Désormais je n'appelle plus la chance, c’est moi qui suis la bonne fortune,
J'ai fini de me plaindre, de pleurnicher, de tergiverser,
J'ai fini d'avoir besoin de ceci ou de cela,
J’en ai terminé avec les récriminations, les bibliothèques, les critiques et les plaintes
Vigoureux et heureux, sans faiblesse, j’arpente la grand-route.
J'ai le sentiment que toi, la terre que j'entame, tu n'es pas la fin de tout.
Je ne demande pas que les constellations soient plus proches,
Je sais qu’elles sont très bien où elles sont,
Et qu’elles suffisent à ceux qui les habitent.
J'ai le sentiment qu'il y a de l'invisible, en plus, où nous sommes
Quelle magistrale leçon d'hospitalité, en toi, sans exclusion ni privilège (...)
J'aspire de grandes gorgées d'espace
L’est et l’ouest sont à moi, et le nord et le sud font partie de moi
Je suis plus grand, vaste, meilleur que je ne le pensais,
J'ignorais que je m'étais empli de tant de qualités.
Je n'avais pas conscience de ce trésor en moi.
Tout me paraît beau,
Aux hommes et aux femmes je continue de répéter
Je vous rendrai tout le bien que vous m'avez fait,
(…) Je suis affranchi des limites et des lignes de démarcation imaginaires,
J’irai où il me plaira, je serai mon propre maître, absolu et total, (...)
Je m’arrêterai, observerai, accepterai, contemplerai,
Avec douceur, mais avec une irrésistible volonté, je me libérerai des étreintes qui voudraient me retenir.
La route est là, devant
Elle est sûre, avec grand soin mes propres pieds l’ont essayée
Alors que rien ne te retienne ! (...)
(…) Camarado, je te donne la main !
Et mon amour qui est plus précieux que l’argent,
Je te donne moi-même et je vaux plus que le prêche ou la loi,
Veux-tu me donner de toi ? Veux tu venir en voyage avec moi ?
Serons-nous liés l’un à l’autre aussi longtemps que nous vivrons ?
Walt Whitman, Feuilles d’herbe, 1855.

J'illustre les mots de Walt Whitman avec des photos prises en marchant, dans l'atmosphère de février, autour de chez moi, dans mon Val d'Oise aimé...

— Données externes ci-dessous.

PR #399, opened 2019-05-29
Remove compute node is part of remove deployment.

rajdharwadkar:
Issue:
QA noticed nova instances going to ERROR in the new deployment.
"libvirt.libvirtError: operation failed: domain 'instance-00000001' already exists"
This was because nova instances still exists from previous deploy.

### DIFF
--- a/playbooks/roles/openstack-remove-compute/tasks/main.yml
+++ b/playbooks/roles/openstack-remove-compute/tasks/main.yml
@@ -8,11 +8,24 @@
   failed_when: false
   changed_when: false
 
-- name: Validate the compute node id.
+- name: Validate compute node id.
   debug:
     msg: "Compute node {{ compute_node_name }} does not exists in openstack."
   delegate_to: localhost
   when: compute_id.stdout | length | int == 0
+
+- name: Get VM list from compute node.
+  command: "openstack server list --host {{ compute_node_name }}"
+  register: vm_exist
+  delegate_to: localhost
+  failed_when: false
+  changed_when: false
+
+- name: Validate VM(s) exists on compute node.
+  fail:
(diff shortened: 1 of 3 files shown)


playbooks/roles/openstack-remove-compute/tasks/main.yml
```diff
@@ -14,6 +14,10 @@
   delegate_to: localhost
   when: compute_id.stdout | length | int == 0
 
+- debug:
```
jgu17: should this warning to be added to the run.sh and require user confirmation instead?

rajdharwadkar: Fixed

run.sh
```diff
@@ -140,7 +145,12 @@ case "$deployment_action" in
         clean_airship clean_openstack_clean_ucp_clean_rest
         ;;
     "remove_deployment")
-        clean_airship
+        read -r -p "WARNING: Please remove all VM(s) from compute host. Are you sure to continue? [y/n] " user_input
```
jgu17: -> Please remove all VM(s) from all compute host(s)

run.sh
```diff
@@ -91,7 +91,12 @@ case "$deployment_action" in
             echo "Please enter compute node host name"
             exit 1
         fi
-        remove_compute $2
+        read -r -p "WARNING: Please remove all VM(s) from compute host. Are you sure to continue? [y/n] " user_input
```
jgu17: ->Please remove all VM(s) from the compute host.

run.sh
rajdharwadkar: fixed

run.sh
rajdharwadkar: fixed

PR #653, opened 2019-08-01
CaaSP 4 deploy should fail if requirements are not met


evrardjp:
By default we don't return an error code when doing the
pre-flight checks.

This is a problem, as things might look okay, and the deploy
continues, where it should stop.

This should fix it.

Soir givré sur la Grand-Route, avant le gros épisode polaire mais il faisait déjà bien froid...



Il fallait vite rentrer avant le couvre-feu... et il faisait vraiment très froid...

L'appareil photo gelait entre les doigts...

Walt Whitman apparaît sur la façade de la très célèbre librairie Shakespeare and Company, située rue de la Bûcherie, dans le 5e arrondissement de Paris, à quelques encablures de Notre-Dame. En cliquant sur le lien ci-dessous, vous pourrez retrouver l'histoire à la fois réelle et romanesque des lieux.
http://maplumefeedansparis.eklablog.com/shakespeare-and-company-a128059204

Avec des pensées d'espoir sur la Grand-Route de la Vie, mes Ami(e)s ! Je souffle vers vous de gros bisous et des douceurs fleuries de perce-neige...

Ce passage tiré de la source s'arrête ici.